- _TASK INSTRUCTIONS_
Among the entries below, find each line holding "verification" and return it.

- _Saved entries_
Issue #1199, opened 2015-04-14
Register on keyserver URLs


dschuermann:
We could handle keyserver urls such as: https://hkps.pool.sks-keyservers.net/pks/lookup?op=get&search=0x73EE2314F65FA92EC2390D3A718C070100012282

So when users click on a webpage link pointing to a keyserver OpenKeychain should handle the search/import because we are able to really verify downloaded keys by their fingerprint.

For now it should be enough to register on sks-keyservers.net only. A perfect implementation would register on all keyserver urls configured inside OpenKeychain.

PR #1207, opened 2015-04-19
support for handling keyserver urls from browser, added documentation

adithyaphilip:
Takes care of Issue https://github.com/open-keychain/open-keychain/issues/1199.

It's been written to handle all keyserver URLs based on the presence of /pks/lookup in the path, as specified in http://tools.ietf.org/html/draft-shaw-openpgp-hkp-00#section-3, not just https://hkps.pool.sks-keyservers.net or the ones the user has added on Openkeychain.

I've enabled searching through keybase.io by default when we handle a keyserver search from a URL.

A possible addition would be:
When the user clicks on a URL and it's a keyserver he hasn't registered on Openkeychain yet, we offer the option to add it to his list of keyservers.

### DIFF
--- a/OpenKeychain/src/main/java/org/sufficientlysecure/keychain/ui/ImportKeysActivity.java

--

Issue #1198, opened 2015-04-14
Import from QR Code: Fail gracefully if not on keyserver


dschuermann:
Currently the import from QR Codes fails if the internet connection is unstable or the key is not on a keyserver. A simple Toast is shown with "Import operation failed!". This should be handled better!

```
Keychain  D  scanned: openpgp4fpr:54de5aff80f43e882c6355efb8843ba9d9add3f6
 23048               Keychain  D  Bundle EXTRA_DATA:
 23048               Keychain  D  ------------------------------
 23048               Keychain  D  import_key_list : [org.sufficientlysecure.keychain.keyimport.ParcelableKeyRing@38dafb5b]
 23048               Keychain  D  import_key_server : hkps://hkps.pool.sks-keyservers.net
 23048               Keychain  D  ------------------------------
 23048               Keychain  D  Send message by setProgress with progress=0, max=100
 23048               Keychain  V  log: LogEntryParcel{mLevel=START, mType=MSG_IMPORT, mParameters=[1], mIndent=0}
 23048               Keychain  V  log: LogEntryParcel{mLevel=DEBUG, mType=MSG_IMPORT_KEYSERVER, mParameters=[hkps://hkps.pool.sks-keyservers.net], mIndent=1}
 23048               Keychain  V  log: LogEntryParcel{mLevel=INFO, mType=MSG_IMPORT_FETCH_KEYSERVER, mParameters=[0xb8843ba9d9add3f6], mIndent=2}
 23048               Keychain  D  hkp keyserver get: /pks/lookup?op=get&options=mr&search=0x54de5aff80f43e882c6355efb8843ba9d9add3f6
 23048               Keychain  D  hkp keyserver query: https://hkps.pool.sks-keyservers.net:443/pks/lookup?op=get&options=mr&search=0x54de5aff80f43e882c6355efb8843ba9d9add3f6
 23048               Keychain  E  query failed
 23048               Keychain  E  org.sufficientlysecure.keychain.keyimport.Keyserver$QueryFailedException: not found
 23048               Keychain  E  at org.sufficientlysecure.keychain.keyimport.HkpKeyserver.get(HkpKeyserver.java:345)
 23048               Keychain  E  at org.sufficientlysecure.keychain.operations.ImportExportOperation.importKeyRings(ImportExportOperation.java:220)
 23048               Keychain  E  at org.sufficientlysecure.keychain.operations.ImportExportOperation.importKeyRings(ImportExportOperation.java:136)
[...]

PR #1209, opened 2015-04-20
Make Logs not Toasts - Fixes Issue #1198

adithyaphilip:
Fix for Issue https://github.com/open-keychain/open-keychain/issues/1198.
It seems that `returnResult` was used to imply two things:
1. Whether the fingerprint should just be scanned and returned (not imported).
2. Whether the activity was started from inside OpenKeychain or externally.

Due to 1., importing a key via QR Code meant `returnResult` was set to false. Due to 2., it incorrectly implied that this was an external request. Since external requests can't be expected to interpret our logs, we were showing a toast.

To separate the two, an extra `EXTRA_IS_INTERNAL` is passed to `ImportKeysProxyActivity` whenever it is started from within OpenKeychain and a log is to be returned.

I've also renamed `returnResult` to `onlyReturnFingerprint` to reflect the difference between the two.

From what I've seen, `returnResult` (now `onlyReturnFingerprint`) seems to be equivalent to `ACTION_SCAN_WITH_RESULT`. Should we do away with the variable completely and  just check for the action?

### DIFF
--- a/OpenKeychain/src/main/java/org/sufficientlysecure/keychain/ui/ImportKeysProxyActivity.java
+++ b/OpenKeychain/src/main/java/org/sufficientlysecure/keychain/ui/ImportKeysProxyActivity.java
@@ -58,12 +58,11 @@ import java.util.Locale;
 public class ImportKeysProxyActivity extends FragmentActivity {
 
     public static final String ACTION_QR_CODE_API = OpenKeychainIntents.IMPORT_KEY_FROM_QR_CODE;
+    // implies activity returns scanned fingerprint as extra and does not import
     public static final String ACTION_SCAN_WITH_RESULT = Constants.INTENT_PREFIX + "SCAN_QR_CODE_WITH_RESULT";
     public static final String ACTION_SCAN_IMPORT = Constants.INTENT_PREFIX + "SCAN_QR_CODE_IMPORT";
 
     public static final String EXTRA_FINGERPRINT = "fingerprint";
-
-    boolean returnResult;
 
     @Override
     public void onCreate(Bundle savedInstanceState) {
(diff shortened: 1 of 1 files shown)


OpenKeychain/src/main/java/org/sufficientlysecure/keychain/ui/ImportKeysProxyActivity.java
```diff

...

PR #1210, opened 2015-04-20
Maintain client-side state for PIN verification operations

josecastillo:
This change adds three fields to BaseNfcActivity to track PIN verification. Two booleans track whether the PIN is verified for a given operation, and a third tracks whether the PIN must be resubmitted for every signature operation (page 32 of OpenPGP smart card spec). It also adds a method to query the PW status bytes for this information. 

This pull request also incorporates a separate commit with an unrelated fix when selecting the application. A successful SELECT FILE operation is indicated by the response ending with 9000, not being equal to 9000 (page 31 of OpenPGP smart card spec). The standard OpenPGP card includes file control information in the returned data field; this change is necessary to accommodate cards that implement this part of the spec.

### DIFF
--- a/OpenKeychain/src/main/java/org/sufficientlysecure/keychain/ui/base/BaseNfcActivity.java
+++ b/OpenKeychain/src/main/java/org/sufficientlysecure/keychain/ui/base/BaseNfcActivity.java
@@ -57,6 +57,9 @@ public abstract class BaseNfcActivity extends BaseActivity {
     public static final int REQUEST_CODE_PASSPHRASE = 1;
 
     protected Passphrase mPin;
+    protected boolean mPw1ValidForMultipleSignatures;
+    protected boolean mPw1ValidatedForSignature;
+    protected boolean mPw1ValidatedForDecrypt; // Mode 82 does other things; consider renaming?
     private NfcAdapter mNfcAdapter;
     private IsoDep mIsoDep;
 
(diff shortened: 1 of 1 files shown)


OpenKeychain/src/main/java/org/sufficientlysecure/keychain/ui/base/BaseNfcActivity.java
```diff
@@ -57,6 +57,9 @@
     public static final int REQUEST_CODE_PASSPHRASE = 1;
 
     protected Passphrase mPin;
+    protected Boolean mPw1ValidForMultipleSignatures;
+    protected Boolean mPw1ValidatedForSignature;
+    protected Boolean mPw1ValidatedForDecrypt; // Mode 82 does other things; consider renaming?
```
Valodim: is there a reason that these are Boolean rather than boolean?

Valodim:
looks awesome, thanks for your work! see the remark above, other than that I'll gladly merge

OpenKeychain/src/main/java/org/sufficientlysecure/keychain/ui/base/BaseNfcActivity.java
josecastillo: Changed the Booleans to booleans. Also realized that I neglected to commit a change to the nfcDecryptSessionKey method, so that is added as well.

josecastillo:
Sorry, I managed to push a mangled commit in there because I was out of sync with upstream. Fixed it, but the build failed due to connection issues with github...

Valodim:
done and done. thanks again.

- _ANSWER SECTION_
Maintain client-side state for PIN verification operations
This change adds three fields to BaseNfcActivity to track PIN verification. Two booleans track whether the PIN is verified for a given operation, and a third tracks whether the PIN must be resubmitted for every signature operation (page 32 of OpenPGP smart card spec). It also adds a method to query the PW status bytes for this information. 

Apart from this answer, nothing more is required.